PR #147, opened 2024-02-13
mergeSTR update - add option to include files from up to four different file directories

hopedisastro:
Update mergeSTR runner so that it can: 
- accept files from up to four different file directories (previously only max of two file directories were possible): am expecting two distinct file directories for each of the two cohorts = 4 file directory sources
-  receive memory, cpu params for the Hail batch job from the user
I disabled =`too-many-arguments`,`too-many-locals`

### DIFF
--- a/str/trtools/merge_str_runner.py
+++ b/str/trtools/merge_str_runner.py
@@ -6,7 +6,8 @@ Please ensure merge_prep.py has been run on the vcf files prior to running merge
 Optional ability to add in VCFs from another file directory (but must be sharded in the same way as the input-dir-1)
 
 For example:
-analysis-runner --access-level standard --dataset tob-wgs --description '5M merge TOB100' --output-dir 'str/5M_run_combined_vcfs/merge_str/v4' merge_str_runner.py --input-dir-1=gs://cpg-tob-wgs-main-analysis/str/5M_run_combined_vcfs/merge_str_prep/v4-2 --num-shards=50 --sample-list-1=gs://
+analysis-runner --access-level full --dataset tob-wgs --description '5M-3M mergeSTR tester' --output-dir 'str/5M-3M experiment/merge_str/v1' merge_str_runner.py --input-dir-1=gs://cpg-tob-wgs-main-analysis/str/5M_run_combined_vcfs_pruned/merge_str_prep/v4 --num-shards=27 \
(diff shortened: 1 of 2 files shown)


str/trtools/merge_str_runner.py
```diff
@@ -102,6 +128,39 @@ def main(
                         )['vcf.gz']
                     )
                 num_samples = num_samples + len(ids_2)
+        # similarly, if third and fourth file directories are specified - read in input file paths:
```
MattWellie, line 131: Can we rewrite the inputs/logic here? Copy pasting the code arbitrarily could be replaced with something more elegant. I was thinking you could replace this `input1 sample1 input2 sample2...` logic with an argument that takes an arbitrary number of strings as arguments `sample1,input1 sample2,input2`, then iterate over those as 
```
for sample, input in arg.split(','):
    do the stuff
```

which is not elegant, but does mean that the same code will handle any number of inputs without rewriting the logic

MattWellie: Also are the sample IDs expected to be different for each directory? I'm not super familiar with this process, but I assumed all the co-processed files would be shards within a consistent callset :/

hopedisastro: Thanks, yes sample IDs _**should**_ be different for each directory. I should probably add a warning if duplicate IDs are found

str/trtools/merge_str_runner.py
```diff
@@ -95,46 +72,14 @@ def main(
...
-                        )['vcf.gz']
-                    )
-                num_samples = num_samples + len(ids_2)
-        # similarly, if third and fourth file directories are specified - read in input file paths:
-        if input_dir_3 is not None:
-            with to_path(sample_list_3).open() as f_3:
-                ids_3 = [line.strip() for line in f_3]
-                for id in ids_3:
+        cpg_ids =[]
+        for input_dir, sample_list in zip(input_file_paths[::2], input_file_paths[1::2]):
```
MattWellie: I'm not sure this logic works... in your example command up top you have one continuous string with commas, as
`dir1,sample1,dir2,sample2`. You would need to break that into a list, then iterate over the list in pairs. This logic would do a staggered iteration over a continuous list, but first you need to break it into a list of separate elements.

With `nargs=-1` in your click argument description you can ingest any number of strings into a list, which you can accommodate by making the args `dir1,sample1    dir2,sample2`. If you comma-separate the directory and sample list, then separate each pair with spaces, you end up with

```
script.py ... dir1,sample1    dir2,sample2
...
input_file_paths = ['dir1,sample1', 'dir2,sample2']
for dir, sam in input_file_paths.split(','): 
   ...
```

Alternatively your logic as currently written will work, but you need to remove your commas from the example invocation up top so that each of the strings is kept separately in a continuous list

hopedisastro: i changed it to follow the args convention of dir1,sample1    dir2,sample2 - pairs are separated by space.

MattWellie (approved):

PR #149, opened 2024-02-13
Increase QoB memory using 'highmem' option

hopedisastro:
Increase QoB memory using 'highmem' option

Reference: https://centrepopgen.slack.com/archives/C030X7WGFCL/p1707187236506529
Failed QoB job: https://batch.hail.populationgenomics.org.au/batches/433177


annacuomo (approved):
LGTM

○ ○ ○ ○ ○

**Task objective**
The answer must be the full listing, returned exactly as given.

**Result of the task**
PR #147, opened 2024-02-13
mergeSTR update - add option to include files from up to four different file directories

hopedisastro:
Update mergeSTR runner so that it can: 
- accept files from up to four different file directories (previously only max of two file directories were possible): am expecting two distinct file directories for each of the two cohorts = 4 file directory sources
-  receive memory, cpu params for the Hail batch job from the user
I disabled =`too-many-arguments`,`too-many-locals`

### DIFF
--- a/str/trtools/merge_str_runner.py
+++ b/str/trtools/merge_str_runner.py
@@ -6,7 +6,8 @@ Please ensure merge_prep.py has been run on the vcf files prior to running merge
 Optional ability to add in VCFs from another file directory (but must be sharded in the same way as the input-dir-1)
 
 For example:
-analysis-runner --access-level standard --dataset tob-wgs --description '5M merge TOB100' --output-dir 'str/5M_run_combined_vcfs/merge_str/v4' merge_str_runner.py --input-dir-1=gs://cpg-tob-wgs-main-analysis/str/5M_run_combined_vcfs/merge_str_prep/v4-2 --num-shards=50 --sample-list-1=gs://
+analysis-runner --access-level full --dataset tob-wgs --description '5M-3M mergeSTR tester' --output-dir 'str/5M-3M experiment/merge_str/v1' merge_str_runner.py --input-dir-1=gs://cpg-tob-wgs-main-analysis/str/5M_run_combined_vcfs_pruned/merge_str_prep/v4 --num-shards=27 \
(diff shortened: 1 of 2 files shown)


str/trtools/merge_str_runner.py
```diff
@@ -102,6 +128,39 @@ def main(
                         )['vcf.gz']
                     )
                 num_samples = num_samples + len(ids_2)
+        # similarly, if third and fourth file directories are specified - read in input file paths:
```
MattWellie, line 131: Can we rewrite the inputs/logic here? Copy pasting the code arbitrarily could be replaced with something more elegant. I was thinking you could replace this `input1 sample1 input2 sample2...` logic with an argument that takes an arbitrary number of strings as arguments `sample1,input1 sample2,input2`, then iterate over those as 
```
for sample, input in arg.split(','):
    do the stuff
```

which is not elegant, but does mean that the same code will handle any number of inputs without rewriting the logic

MattWellie: Also are the sample IDs expected to be different for each directory? I'm not super familiar with this process, but I assumed all the co-processed files would be shards within a consistent callset :/

hopedisastro: Thanks, yes sample IDs _**should**_ be different for each directory. I should probably add a warning if duplicate IDs are found

str/trtools/merge_str_runner.py
```diff
@@ -95,46 +72,14 @@ def main(
...
-                        )['vcf.gz']
-                    )
-                num_samples = num_samples + len(ids_2)
-        # similarly, if third and fourth file directories are specified - read in input file paths:
-        if input_dir_3 is not None:
-            with to_path(sample_list_3).open() as f_3:
-                ids_3 = [line.strip() for line in f_3]
-                for id in ids_3:
+        cpg_ids =[]
+        for input_dir, sample_list in zip(input_file_paths[::2], input_file_paths[1::2]):
```
MattWellie: I'm not sure this logic works... in your example command up top you have one continuous string with commas, as
`dir1,sample1,dir2,sample2`. You would need to break that into a list, then iterate over the list in pairs. This logic would do a staggered iteration over a continuous list, but first you need to break it into a list of separate elements.

With `nargs=-1` in your click argument description you can ingest any number of strings into a list, which you can accommodate by making the args `dir1,sample1    dir2,sample2`. If you comma-separate the directory and sample list, then separate each pair with spaces, you end up with

```
script.py ... dir1,sample1    dir2,sample2
...
input_file_paths = ['dir1,sample1', 'dir2,sample2']
for dir, sam in input_file_paths.split(','): 
   ...
```

Alternatively your logic as currently written will work, but you need to remove your commas from the example invocation up top so that each of the strings is kept separately in a continuous list

hopedisastro: i changed it to follow the args convention of dir1,sample1    dir2,sample2 - pairs are separated by space.

MattWellie (approved):

PR #149, opened 2024-02-13
Increase QoB memory using 'highmem' option

hopedisastro:
Increase QoB memory using 'highmem' option

Reference: https://centrepopgen.slack.com/archives/C030X7WGFCL/p1707187236506529
Failed QoB job: https://batch.hail.populationgenomics.org.au/batches/433177


annacuomo (approved):
LGTM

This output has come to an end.